Each client receives exactly one server-side Playwright `BrowserContext`, keyed only by its local `session-uuid` cookie. Contexts are never shared by IP address, target host, port, URL path, or device class. If the same client opens another target URL before its UUID expires, the old page is closed and the same context is reused, including storage partitions, service workers, permissions, and other browser context state.

Desktop clients use a regular Chrome-style User-Agent, locale, timezone, `Accept-Language`, and Client Hints by default. This improves compatibility with sites that reject obviously headless browser metadata, but it does not bypass account checks, rate limits, CAPTCHA, or other site access controls.

Mobile clients use a mobile Playwright browser profile with a narrow viewport, touch support, a mobile Chromium user agent, language headers, and mobile Client Hints so upstream responsive sites can select their mobile layout.
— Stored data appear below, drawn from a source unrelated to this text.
Issue #226, opened 2026-08-31
Audit and optimize ScriptIndex on-disk representation


gosunuts:
## Goal

Audit the current ScriptIndex storage layout and select the durable row formats needed by #225, especially the Live locator. Non-format #225 design work may proceed while this audit runs.

The current layout is already compact and intentionally electrs-shaped, but it has not yet been demonstrated to be the best trade-off for bitcoin-rs across disk size, IBD write cost, reorg behavior, and explorer query latency.

Because ScriptIndex is rebuildable derived state, **do not constrain this work by backward compatibility with the current on-disk format.** If the chosen representation changes, delete the old ScriptIndex database and rebuild it. Evaluate the best final format now rather than preserving an intermediate layout or designing migration machinery.

## Storage compatibility policy

Previous ScriptIndex storage formats are disposable.

If this issue selects a different row format, key encoding, value encoding, column-family layout, watermark representation, or index version, the supported transition is:

```text
stop node
  -> mark each incompatible derived capability unavailable
  -> delete only the affected capability rows when separation is safe
  -> start node
  -> rebuild affected derived state from authoritative sources
```

Do not implement:

- dual-read or dual-write compatibility paths;
- in-place migrations from the current ScriptIndex format;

The local `session-uuid` cookie only identifies the Website Agent client, not the remote site. If the local page refreshes or the WebSocket drops, the server uses that cookie to reconnect the same client to its existing browser session. Disconnected browser sessions and idle client contexts are removed after `--session-ttl-seconds`, which is 10 minutes by default. When a UUID is removed, its BrowserContext, browsing history, cookies, localStorage, IndexedDB, download files, upload files, and in-memory session records are removed together.

Uvicorn's WebSocket ping keepalive is disabled because mobile browsers may suspend sockets while loading, switching apps, or sleeping. The client reconnect path and session TTL handle those drops without printing keepalive tracebacks.
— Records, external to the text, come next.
PR #241, opened 2026-09-02
feat(node): anchor ScriptLive transitions to the block's undo record

rabbitson87:
Stacked on #240 (base: `feat/225-script-live`) — the node half of #225's write path. **Nothing enables `ScriptLive` in production yet**; `tx_index_capabilities` still builds it `false`. This is the machinery the enable will use, landed separately so the enable itself is a small, arguable diff.

## The undo record is the anchor

A block's undo record restores are exactly the coins it spent from the committed UTXO set, each carrying its full `TxOut` — the durable spent-coin script source #225 requires:

- present for **connect** (anchoring the Live delete) and **disconnect** (anchoring the re-insert);
- absent for intra-block spends *by construction*, which matches the index's same-block cancellation;
- bound to its block hash by the codec, so a stale record from an abandoned branch **refuses to become an anchor** rather than supplying the wrong scripts.

`UndoScripts` decodes one record into a `SpentCoinScripts` map. The worker reaches records through the handle it already holds: `PruneBodyStore` gains a defaulted `undo_record`, overridden by the flat-file store against the chainstate KV index where `apply` persists the record before publishing the tip.

## Fail-closed at every live-selecting step

Both forward prepare sites, the rollback prepare, and the rollback commit branch through the anchored variants when `capabilities.script_live` is set. A missing or undecodable record is `UndoUnavailable` — a worker error the operator sees — because the alternative is a spent output that stays visible in the view.

## Live joins the existing per-capability partitioning

`forward_selection` / `rollback_selection` carry it as a third member, so a live cursor behind history advances in its own group the way a fresh capability backfill already does. An absent live cursor means *advance from genesis with undo anchors* — the cold-start and headers-only path. The upgrade path for a node with an existing full history is **boot-time seeding from the restored UTXO set** (next slice), which stamps the cursor at the restored tip and skips that walk entirely.

## The predicate duplication is now held together

`bitcoin-rs-index` carries the live script-size bound as its own literal (it cannot depend on the consensus crate). `script_live_size_bound_matches_utxo_admission` — in the node, which depends on both — pins `MAX_LIVE_SCRIPT_SIZE == MAX_SCRIPT_SIZE` beside the admission rule it mirrors, so the two cannot drift silently.

## Tests

- `anchor_serves_the_records_restored_scripts` — the adapter answers exactly what the record restores, nothing else.
- `anchor_refuses_a_record_for_another_block` — hash binding enforced at the anchor boundary.
- The cross-crate constant assertion above.

The anchored end-to-end worker run deliberately lands with the enable (next slice), where it asserts against a real configuration instead of a synthetic one.

## A toolchain note

rustc 1.95.0 ICEd in `check_mod_deathness` the moment `UndoScripts` existed without a caller — the same diagnostic crash hit twice before in this campaign — so the adapter and its call sites land in one commit rather than as reviewable halves.

## Verified

```
cargo test -p bitcoin-rs-node --no-default-features --features fjall    no failures
```

### DIFF
--- a/crates/node/src/apply.rs
+++ b/crates/node/src/apply.rs
@@ -467,6 +467,22 @@ pub(crate) trait PruneBodyStore: Send + Sync {
         Ok(Box::new(DirectPruneBodyReader { store: self }))
     }
 
+    /// The persisted undo record for `height`/`hash`, when this store can
+    /// reach one.
+    ///
+    /// The default answers nothing: only stores backed by the chainstate
+    /// key-value index hold undo rows, and a `ScriptLive`-selecting worker
+    /// step fails closed on `None` rather than indexing without its spent-coin
+    /// anchor (#225).
+    fn undo_record(
+        &self,
+        height: u32,
+        hash: bitcoin_rs_primitives::Hash256,
+    ) -> Result<Option<Vec<u8>>, StorageError> {
+        let _ = (height, hash);
+        Ok(None)
+    }
+
     /// Loads `len` body bytes starting `offset` bytes into the serialized block.
     ///
     /// Defaults to `Ok(None)`, meaning "this store cannot slice"; callers fall
@@ -645,6 +661,17 @@ impl<S: KvStore> FlatFilePruneBodyStore<S> {
 }
 
 impl<S: KvStore> PruneBodyStore for FlatFilePruneBodyStore<S> {
+    fn undo_record(
+        &self,
+        height: u32,
+        hash: bitcoin_rs_primitives::Hash256,
+    ) -> Result<Option<Vec<u8>>, StorageError> {
+        self.index.get(
+            bitcoin_rs_storage::ColumnFamily::UndoData,
+            &bitcoin_rs_storage::pruning::block_undo_key(height, hash),
+        )
+    }
+
     fn disk_usage(&self) -> Option<u64> {
         Some(self.files.disk_usage())
     }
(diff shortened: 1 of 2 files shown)


rabbitson87:
Closing alongside #240, for the reason given there: `ScriptLive` changes a durable on-disk contract, and its lifecycle must land as one storage-transition PR rather than a stack whose intermediate states leave `main` with a half-defined format. #226's Q5 decision is a prerequisite for that PR, and this branch builds on a representation Q5 has not selected — the full-outpoint layout is that audit's *baseline candidate*, not its outcome.

The branch stays pushed (`feat/225-live-anchor`), and the parts that survive any Q5 outcome are worth naming, because they are properties of the anchor rather than of the row format:

- **The undo record is the right anchor, and its block-hash binding is load-bearing.** Restores are exactly the coins a block spent from the committed set, each with its full `TxOut`; intra-block spends are absent by construction, which is why same-block cancellation must happen before resolution rather than after. A record bound to another block refuses to become an anchor, so a stale row from an abandoned branch cannot supply the wrong scripts.
- **Live-selecting steps must fail closed without their anchor.** A missing or undecodable record cannot be skipped — the alternative is a spent output that stays visible.
- **The predicate duplication needs a cross-crate assertion.** `bitcoin-rs-index` cannot depend on the consensus crate, so it carries the script-size bound as a literal; the node depends on both and is where `MAX_LIVE_SCRIPT_SIZE == MAX_SCRIPT_SIZE` can actually be held.
- **rustc 1.95.0 ICEs in `check_mod_deathness`** the moment an adapter exists without a caller, which is why the adapter and its call sites could not be split into reviewable halves here.

I will carry these into #226 as design input so the audit starts from them rather than rediscovering them.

Audio from ordinary server-side `<audio>` and `<video>` elements is captured in the page with `captureStream()` or a WebAudio fallback and forwarded over a dedicated WebSocket as WebM/Opus chunks, separate from screenshot frames. The server-side page is not relied on for audible playback. When remote media is playing, screenshot streaming automatically uses `--media-frame-interval-seconds` and `--media-screenshot-quality` to reduce CPU and network pressure. This does not cover DRM media, WebRTC calls, pure WebAudio graphs, browser UI sounds, or system-level mixed audio.

## Limitations

This project proxies interaction by streaming rendered browser frames, not by rewriting HTML. That keeps remote network access on the server, but it also means the client sees a bitmap viewport rather than native DOM nodes. Browser extension APIs, local client certificates, DRM-protected media, and some system dialogs are outside the current scope.